> Your assignment: Write out again the entries from the first line to the line that includes "answered that one.", keeping both of those lines.

> Input records:
PR #1614, opened 2026-09-18
test(storage): pin which session each service method opens, and why draining it is not mechanical

Eldad-Caura:
`oss-0902-l-52` is right: dozens of pure read paths open the transactional writer session. **This PR does not convert them**, and that decision is the deliverable — so here is the evidence for it.

## What building the classifier turned up

Three hazards, each of which a find-and-replace walks straight into:

**1. A method can be all-SELECT and still be a write.**

```python
async def agent_update_fleet(self, agent_id, tenant_id, fleet_id) -> None:
    async with get_session() as session:
        result = await session.execute(select(Agent).where(...))
        agent = result.scalar_one_or_none()
        if agent is not None:
            agent.fleet_id = fleet_id          # ← the write
```

No INSERT, no UPDATE, no `session.add`. The flush at transaction exit is the whole write. Routed to the reader — which opens no transaction, and on a replica holds a read-only connection — that update silently does not happen.

**2. A method can read its own writes.** `entity_resolve_duplicates` says so in its own docstring: *"NOT `get_read_session` — the merge loop re-reads rows it mutates"*, inside SAVEPOINTs an HTTP boundary cannot express. The codebase had already answered that one.

**3. Read-after-write is a property of the caller, not the method.** A method that only selects is still wrong on a replica if a request writes and then calls it. Replica lag isn't visible from inside `postgres_service`, so no amount of analysis *of that file* settles it.

And the reason none of this would be caught late: **in OSS the conversion is a no-op.** `get_read_engine()` returns the writer engine unless `read_database_url` is set. A wrong conversion passes every test in this repo and fails only in a replica deployment.

## What this ships instead

The population, pinned: **138 methods open a writer session, 65 show no write marker.** Those numbers move only when someone changes them deliberately. And the classifier itself, committed, for whoever does the per-method caller analysis a real conversion needs.

## The classifier was wrong four times

Each version looked right and reported a plausible number:

| miss | effect |
|---|---|
| `sql_update(...)` — the aliased import this file uses | writers read as reads |
| `text(f"UPDATE ...")` — a `JoinedStr`, not a `Constant` | 8 archive/apply/restore methods read as reads |
| `agent.fleet_id = ...` — ORM attribute assignment, no call at all | the hazard above read as a read |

> Solution to this exercise:
PR #1614, opened 2026-09-18
test(storage): pin which session each service method opens, and why draining it is not mechanical

Eldad-Caura:
`oss-0902-l-52` is right: dozens of pure read paths open the transactional writer session. **This PR does not convert them**, and that decision is the deliverable — so here is the evidence for it.

## What building the classifier turned up

Three hazards, each of which a find-and-replace walks straight into:

**1. A method can be all-SELECT and still be a write.**

```python
async def agent_update_fleet(self, agent_id, tenant_id, fleet_id) -> None:
    async with get_session() as session:
        result = await session.execute(select(Agent).where(...))
        agent = result.scalar_one_or_none()
        if agent is not None:
            agent.fleet_id = fleet_id          # ← the write
```

No INSERT, no UPDATE, no `session.add`. The flush at transaction exit is the whole write. Routed to the reader — which opens no transaction, and on a replica holds a read-only connection — that update silently does not happen.

**2. A method can read its own writes.** `entity_resolve_duplicates` says so in its own docstring: *"NOT `get_read_session` — the merge loop re-reads rows it mutates"*, inside SAVEPOINTs an HTTP boundary cannot express. The codebase had already answered that one.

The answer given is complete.